** DATA SUPPLIED follows **

Issue #10541, opened 2024-09-06
config: wait for database schema 3.0.0 instead of the latest one to write instance/replicaset names


Totktonada:
The [`applier/box_cfg`](https://github.com/tarantool/tarantool/blob/9dbaa6a9bc0d65984b417f8a76aa8373b6125d16/src/box/lua/config/applier/box_cfg.lua) code waits for the latest database schema to write the instance/replicaset names. After #10520 it is possible to wait for the 3.0.0 schema, not the latest one. Let's do it.

If #10549 bumps the schema version to 2.11.5, we can also allow to write names on 2.11.5+.

See also #10539.

It is neither feature, not a bugfix. Just a companion task for #10520.

Also tracked in TNTP-361
Part of TNTP-41

Issue #10539, opened 2024-09-06
config: create user/role/privileges on a new enough database schema


Totktonada:
Tarantool 3.3 will allow most of DDL operations on a non-upgraded instance if the database schema is 2.11.1 or newer (#10520).

Let's issue the DDL operations on a non-upgraded instance from the config's [credentials applier](https://github.com/tarantool/tarantool/blob/9dbaa6a9bc0d65984b417f8a76aa8373b6125d16/src/box/lua/config/applier/credentials.lua) if the database schema version is 2.11.1 or newer. Now it waits for the schema to be fully upgraded.

I propose to consider this task neither bugfix, not feature, but rather a companion activity to #10520.

Also tracked in TNTP-359
Part of TNTP-41

PR #10829, opened 2024-11-18
Apply credentials and persistent names earlier, without waiting for `schema.upgrade`

Serpentian:
Closes https://github.com/tarantool/tarantool/issues/10541
Closes https://github.com/tarantool/tarantool/issues/10539


test/config-luatest/names_upgrade_test.lua
```diff
@@ -101,31 +100,59 @@ local function assert_before_upgrade()
...
     g.instance_1:exec(function()
         box.ctl.wait_rw()
-        box.schema.upgrade()
+        t.assert_equals(box.space._schema:get{'version'}, {'version', 2, 11, 0})
+        -- Pretend, that we upgrade to 2.11.5 version, since it's
+        -- the first 2.11 release, which properly works with names.
+        box.internal.run_schema_upgrade(function()
+            box.space._schema:delete("max_id")
+            box.space._schema:replace{'version', 2, 11, 5}
+        end)
```
Totktonada, line 121: I don't want to be picky about test cases, but there are some thoughts around.

In the previous version of the testing scenario we verify a user journey: upgrading from 2.11.0 to the latest version.

The relaxation of the schema requirements that is implemented in this patch opens the second user scenario: running a non-upgraded 3.x. instance on the 2.11.5 schema version.

The test case now verifies a partial upgrade scenario (from 2.11.0 to 2.11.5), but it is not accessible for a user. However, two *user* scenarios above are not directly verified.

Should we write separate test cases for upgrading 2.11.0 to latest and for starting on 2.11.5?

src/box/lua/config/applier/box_cfg.lua
```diff
@@ -220,10 +220,10 @@ local function names_schema_upgrade_on_replace(old, new)
         return
     end
 
-    local latest_version = mkversion.get_latest()
+    local version = mkversion(2, 11, 5)
```
Totktonada, line 223: Nit: `required_version`, `wanted_version`, `needed_version`, `expected_version`, `waited_version` -- I would use something like this to make it clear that it is not some current schema verison.

test/config-luatest/upgrade_test.lua
```diff
@@ -118,7 +121,14 @@ g.test_upgrade = function()
         for _, alert in pairs(require("config"):info().alerts) do
             table.insert(messages, alert.message)
         end
+        t.assert_items_exclude(messages, {exp})
```
Totktonada, line 124: `exp` is a table, so I guess the `messages` array never contains it.

Totktonada (approved):
The changes seems quite straightforward and I don't remember anything that would prevent it from working as expected. LGTM.

test/config-luatest/names_upgrade_test.lua
Serpentian: Done. Do we want the same for credentials? I don't see much sense in testing upgrade from 2.11.5 in case of names and from 2.11.1 in case of credentials, since it's already covered by upgrade from 2.11.0, in which we go through the intermediate step of upgrading to 2.11.1 and 2.11.5

test/config-luatest/upgrade_test.lua
Serpentian: Good catch. Didn't notice, that the initial `exp` is changed afterwards. Fixed

test/box-luatest/upgrade/2.11.5/replicaset/instance-001/gen.lua
```diff
@@ -0,0 +1,16 @@
...
+    instance_uuid = '22188ab6-e0e5-484c-89b6-5dfe2b969b7b',
+    replication = {3301, 3302},
+    listen = 3301,
+}
+
+box.schema.user.grant('guest', 'super')
+while not box.info.replication[2] or
+      not box.info.replication[2].downstream or
+      box.info.replication[2].downstream.status ~= 'follow' do
+    require('fiber').yield(0.1)
```
Totktonada, line 13: A little typo: `fiber.yield()` doesn't accept an argument: `fiber.sleep()` does,

https://github.com/tarantool/tarantool/blob/9a17476508ce0eb2562dfff1357281e25e274e15/src/lua/fiber.c#L728-L734

test/config-luatest/names_upgrade_test.lua
Totktonada: I'm a bit worrying about such 'stop upgrading' steps that use knowledge about internals. It feels fragile.

I'm OK, but I'll reach you (in the good sense) if something goes wrong with it :)

Taking into account that the upgrading tests are not easy to write, I think it is nice that we have some.

test/box-luatest/upgrade/2.11.5/replicaset/instance-001/gen.lua
Totktonada: That's really minor. And this is the only comment. I'll close it and proceed.

Totktonada (approved):

Totktonada:
@Serpentian Thank you for the decent work!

** End of DATA SUPPLIED **

Go through the entries above and count the lines containing "waits". Give the number only.

ANSWER SECTION: 2